Seriously, has anyone ever changed their opinion based on a Facebook post? And do arguments on the Internet ever resolve, with one side agreeing with the other?  I've never witnessed it happen. I think people really just needed an area to spout off their opinions(god knows I do, why do you think I have a blog?) and the Internet turned out to be a good tool for that. What's happened, though, is that it's turned us all into people who aren't really interested in the other side's talking points, because everybody's convinced THEIR talking points are The Infallible Truth, the end. In addition to social media, we also have polarizing media outlets and their online platforms that encourage that. Also, you can Google your point of view and find 100 websites that back you up, and if I disagree with you, I can Google and get 100 other websites that prove you wrong. The world is just nutty these days--lots of information, but then there's the questionable usage of it. Holy god, don't even get me started on the "facts" posted on Fox Nation and such. Those guys keep factchecker.org and snopes.com totally busy. 
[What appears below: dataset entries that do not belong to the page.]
PR #5799, opened 2019-11-19
[release-1.4] rename latency graph labels

carolynhu:
To be consistent with other labels that uses dash as separator between istiomode and testmode, like `mixer-both`, `nomixer-serveronly`.  I renamed telemetryv2 label. It should be `telemetryv2_nullvm-both` not `telemetryv2-nullvm_both`.


geeknoid:
In general, please try to push changes into master and only cherry pick them into the release branch, rather than making changes directly to the release branch.

Thanks.

PR #5812, opened 2019-11-20
Add support for user feedback on how useful the content is.

geeknoid:
Here's a quick working but incomplete experiment to ask for user feedback, mostly to agree on the aesthetics.  Note that the feedback UI shows up on more pages than it should, I'll clean that up later. So given your average content page:

- Do you like the Feedback section at the bottom like that? An alternative is to put it on the right-hand side at the bottom of the table of contents.

- Do you like the Yes/No buttons? These could be thumbs up / thumbs down, happy face/sad face instead.

- At the moment, Feedback shows up as a level 2 heading, but is not listed in the table of contents on the right side. Should it be listed? 

Any other ideas?

### DIFF
--- a/i18n/en.toml
+++ b/i18n/en.toml
@@ -258,3 +258,12 @@ other = "CVSS Impact Score"
 
 [security_bulletin_affected_releases]
 other = "Affected Releases"
+
+[feedback_title]
+other = "Was this information useful?"
+
+[feedback_yes]
+other = "Yes"
+
+[feedback_no]
+other = "No"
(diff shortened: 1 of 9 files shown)


geeknoid:
Instead of making this look like its part of the normal page content, it could have a different look. Different coloring, more spacing, maybe centered in the page, etc?

geeknoid:
Probably after a user clicks Yes/No, I should grey out the buttons...

frankbu:
I like the feedback section as you have it.

I wouldn't put it on _index.md, just index.md files. Maybe it should be before "See Also"?

I think it wold be OK in the index, esp if you put it before See Also.

PR #5817, opened 2019-11-21
Update index.md

ASaiun:
changed the command when user install istio with the helm v3 (without Tiller)

### DIFF
--- a/content/en/docs/setup/install/helm/index.md
+++ b/content/en/docs/setup/install/helm/index.md
@@ -80,7 +80,7 @@ deployed and you don't want to install it.
     (CRDs) using `kubectl apply`:
 
     {{< text bash >}}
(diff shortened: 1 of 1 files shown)


ostromart:
All our testing so far has been with helm v2, we haven't tested at all with v3. First, we would need to change our tests to use v3. 
For the time being we should make it clear that the docs are for v2 and migrate to v3 once tests are running with that.

ericvn:
I haven't tried this, but if the change above works with both Helm v3 and Helm v2 what's the problem with making the update? We want to force not working with Helm 3 even though we have a warning? Note that we already have a warning for an intermediate PR. @howardjohn had a change requested so for sure need his feedback.

howardjohn:
@ericvn I am not sure this actually makes helm 3 work. There is no testing. Helm 3 is intentionally NOT backwards compatible, so pretending it is doesn't seem like a good idea

frankbu:
Closing because these nstructions have been removed.

PR #5822, opened 2019-11-22
Clarified istioctl local case

davidebbo:
As suggested in https://github.com/istio/istio/issues/18978

### DIFF
--- a/content/en/docs/ops/diagnostic-tools/istioctl-analyze/index.md
+++ b/content/en/docs/ops/diagnostic-tools/istioctl-analyze/index.md
@@ -34,7 +34,7 @@ Note that `x` in the command is because this is currently an experimental featur
 
 The example above is doing analysis on a live cluster. But the tool also supports performing analysis of a set of local yaml configuration files, or on a combination of local files and a live cluster.
 
-Analyze a specific set of local files:
+Analyze a specific set of local Kubernetes resource yaml files:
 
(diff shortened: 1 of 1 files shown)


content/en/docs/ops/diagnostic-tools/istioctl-analyze/index.md
```diff
@@ -34,7 +34,7 @@ Note that `x` in the command is because this is currently an experimental featur
 
 The example above is doing analysis on a live cluster. But the tool also supports performing analysis of a set of local yaml configuration files, or on a combination of local files and a live cluster.
 
-Analyze a specific set of local files:
+Analyze a specific set of local Kubernetes resource yaml files:
```
frankbu: It still doesn't seem very clear what this does. I can see that with the `-k` option, it analyzes the effect of applying these yaml files in the context of the current cluster's existing config. But without `-k`, what's the context for the analysis? What would it do, if I just pass in a yaml file with a single Service definition, for example? Seems it's not particularly interesting unless you pass in the whole set of yaml files that you plan to use, or am I missing something? Regardless, I think it wouldn't hurt to add a sentence or two in this doc to explain better what it does.

davidebbo: Thanks for the feedback. I expanded the explanation a bit.

PR #5831, opened 2019-11-22
Fix problems expanding entries in the sidebar, especially on Firefox.

geeknoid:


frankbu:
Hmm, this works better in Chrome now (perfectly, actually), but Firefox is still not working. Clicking to expand sections in the outline does nothing.

PR #5836, opened 2019-11-23
Site improvements.

geeknoid:
- The Yes/No feedback buttons now produce analytics events that include the
page language so that we can key off of that in the reports.

- Improve the layout of directory pages (_index.md) by removing excessive
blank space around each entry, which makes better use of the display area.

- Hide the Yea/No feedback buttons when printing.

- Fix the superscript link endnotes used when printing. These were
being rendered as full-size text instead of superscripts. This has
been broken for a long time it seems.

### DIFF
--- a/layouts/partials/primary_bottom.html
+++ b/layouts/partials/primary_bottom.html
@@ -39,8 +39,8 @@
             <div id="feedback">
                 <div>
                     {{ i18n "feedback_title" }}<br>
-                    <button class="btn feedback" onclick="sendFeedback(1)">{{ i18n "feedback_yes" }}</button>
-                    <button class="btn feedback" onclick="sendFeedback(0)">{{ i18n "feedback_no" }}</button>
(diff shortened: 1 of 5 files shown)


adammil2000:
In a past role, I found a significant jump in engagement if you put the survey control at the top of the page instead of the bottom. It made enough difference that more articles met the threshold for statistical significance because of the higher volume, allowing us to then consider their rating.

geeknoid:
@adammil2000 That's interesting. Last week, I looked at probably 20 different sites and found that all but one at the feedback buttons at the bottom. The only one at the top I found was docs.microsoft.com.

I wanted to initially put it at the top too, but I couldn't find a clean unobtrusive place to render these. I was just going to use thumbs up/thumbs down iconography for this, but I couldn't figure out a nice place to put these that I didn't find distracting. So I followed the masses and put the buttons at the bottom, using plain text.

PR #5845, opened 2019-11-25
zh-translation:content/zh/faq/distributed-tracing/how-envoy-based-tra…

tanjunchen:
[ ] Docs


tanjunchen:
@rootsongjc  so fast! Thanks! CI seems good!

PR #5854, opened 2019-11-25
Add info on embroidering the logo.

geeknoid:


geeknoid:
The zip file has the same files, I just renamed them all to Logo.<ext>.

PR #5861, opened 2019-11-25
Add a web site change log page.

geeknoid:


geeknoid:
@adammil2000 @frankbu 

So I put this together after Adam mentioned this would be useful for customers. Now, I called if a Change Log, but that's not really what this is. This list is showing the last time any given page was changed. It doesn't list the same page N times, once per change. It only lists a given page once with its latest change date.

So given this, seems like the name Change Log isn't quite right. Can you guys think of a better name?

PS: I don't have the information necessary to turn this into an actual change log, I only have access to the last modified date of each file, not their history. If we really want a change log, I can probably figure out a way to hack that in. But having folks look at Git might be better for that kind of detail.

frankbu:
Maybe "Website Change Record" would be better? I'm not sure this information is really very helpful though. It seems pretty unwieldy. Lots of files that are changed are just to fix link to other files that have moved and since it doesn't show you what's change in these files, I don't think it's really very helpful.

geeknoid:
@adammil2000 So Adam, is this really what you've had folks ask for? Frank is right that this shows any change to the files, including trivial updates such as internal link updates because some other document has been moved. Also, a lot of the doc titles aren't great in this context (for example, several are called Change Notes). 

I imagine that what customers would really want is a list of semantically significant doc changes. To do that, we'd need to grovel through the change logs and use a heuristic to decide what constitutes a "significant doc change", probably by looking at the size of each diff. That would probably be several days' worth of work to put in place, which is probably not worth the effort.

sdake:
https://deploy-preview-5861--preliminary-istio.netlify.com/about/log/ LGTM - although you are right the terminology "Website Change Log" is misleading.  I'm not totally clear what value this brings without showing the actual change - which may be too difficult to actually be worth the trouble :)

geeknoid:
@adammil2000 @frankbu @sdake A few changes:

- Don't show directory pages.
- When you hover over a link, you get the page's description.
- Each entry now shows the commit subject line.
- Remove site test pages from the list.

Is this more useful?

adammil2000:
> Is this more useful?

Yes this fantastic! The customers I spoke to just want line of sight into the changes to the content, even if some are minor. It is especially useful in one of the cases where they do presentations to other customers and they can check the latest changes and tweak presentations accordingly if needed.

You could also call these "Content updates" if it's more clear.

frankbu:
@geeknoid That is a lot better. Still not sure how useful it is. Also, will spell checking PR titles cause problems?

geeknoid:
Another update: Instead of bulleted lists, the info is now rendered in tables. I also renamed the page to "Website Content Changes".

@frankbu This won't cause problems with spell checking. We spell check markdown, and this is not markdown content.

adammil2000:
This is also very helpful as an alternative when there isn't an RSS feed for monitoring content.

PR #5878, opened 2019-11-26
zh-translation:/docs/tasks/security/citadel-config/health-check/index.md

yifanyou:
ref: https://github.com/servicemesher/istio-official-translation/issues/1513


tanjunchen:
@yifanyou 
first:
image

second:
CI unhappy if you delete /zh in url such as Line 7

yifanyou:
@tanjunchen I have fixed it. But it looks like this doc had been translated before.

Issue #5915, opened 2019-11-28
'Deny all' authorization policy example doesn't work


rolandkool:
The deny-all example authorization policy as described on this page does not work: https://istio.io/docs/reference/config/security/authorization-policy/

When applying it, the following error is thrown:

> The AuthorizationPolicy "deny-all" is invalid: []: Invalid value: map[string]interface {}{"apiVersion":"security.istio.io/v1beta1", "kind":"AuthorizationPolicy", "metadata":map[string]interface {}{"annotations":map[string]interface {}{"kubectl.kubernetes.io/last-applied-configuration":"{\"apiVersion\":\"security.istio.io/v1beta1\",\"kind\":\"AuthorizationPolicy\",\"metadata\":{\"annotations\":{},\"name\":\"deny-all\",\"namespace\":\"rkl\"},\"spec\":null}\n"}, "creationTimestamp":"2019-11-28T13:10:18Z", "generation":1, "name":"deny-all", "namespace":"foo", "uid":"6cd403b8-11e0-11ea-b8c3-42010a210004"}, "spec":interface {}(nil)}: validation failure list:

Can I tell you a quick story about how people USED to bombard other people via social media, before there was the Internet? Here is my story:

My grandfather, my dad's dad, who everyone called Papa Joe because he was a stern man, a quiet man, but also a decent man, liked to drink and socialize at bars. All the time. As in, he had many talents, but the bar thing was sort of his obsessive hobby. So what Papa Joe would do is, after work, he'd go to his 1950s version of Facebook (aka a local bar) and slide onto a bar stool. If there happened to be a stranger sitting nearby, Papa Joe would strike up a casual conversation with that person. Then, Papa Joe would lead the conversation into a political debate, based on whatever topic was the hot button of the day. Papa Joe would figure out what side the stranger was on, and then immediately start arguing for the opposite side...even if Papa Joe agreed with that stranger. The argument would continue for however long, usually until the stranger got so mad he was about to punch my grandfather, and when it got to that point, Papa Joe would laugh, clap the fellow on the back, and say, "I'm just yankin' your chain. I agree with everything you said. Let me buy you a beer." 

In that way, my grandfather paved the way for the Internet. He sparked ideas, ran his own discussion forums, built content. He grew an audience. He got friended all the time. People retweeted his thoughts, and Liked what he shared, but they did it 1940s and 50s local bar style (meaning, they bought him beers, he bought them beers). Papa Joe was the original Mark Zuckerburg and the 4 creators of Twitter, all rolled into one person. Except he was 10,000 times less geeky and he could build his own house. And play the piano and the trumpet at the same time. And he knew a lot about electricity and hunting his own food. I suspect those guys don't know how to do any of that, which is why they just built social media platforms for people to argue hot topics of the day on.

Except, somewhere along the way, something went awry. (My suspicion is it happened when sociopaths, aka trolls, got online. Sociopaths and internet trolls: mucking it up for everybody else, since 1996.)

You know what else is really weird to me about social media? Tweeting in general...I've been researching the how and why of Twitter, because I want to understand. I'm up to over 200 followers, and we all sort of follow each other because she follows her and so I follow her too and then he follows me and I see that he follows her and her and her, too, so I follow him and...I think that's how it works? I still don't know. Generally, I follow back if something about the person connects for me--when someone follows me, I always visit their twitter page,and sometimes links they put up there about themselves. If I think: yeah, I could hang out with you for a bit in real life, I follow them. What makes me sad is when I get an auto Direct Message after following someone back...isn't that like buying someone a beer and them trying to sell you a watch in response? But my strict policy is to block people I can immediately see are spammers...or hookers. Businesses trying to build a base I'll let slide, but spammers and hookers? Gots to go. (I get a lot of hookers for some strange reason. Maybe Olaf photo bombing me in my current picture is too provocative.) 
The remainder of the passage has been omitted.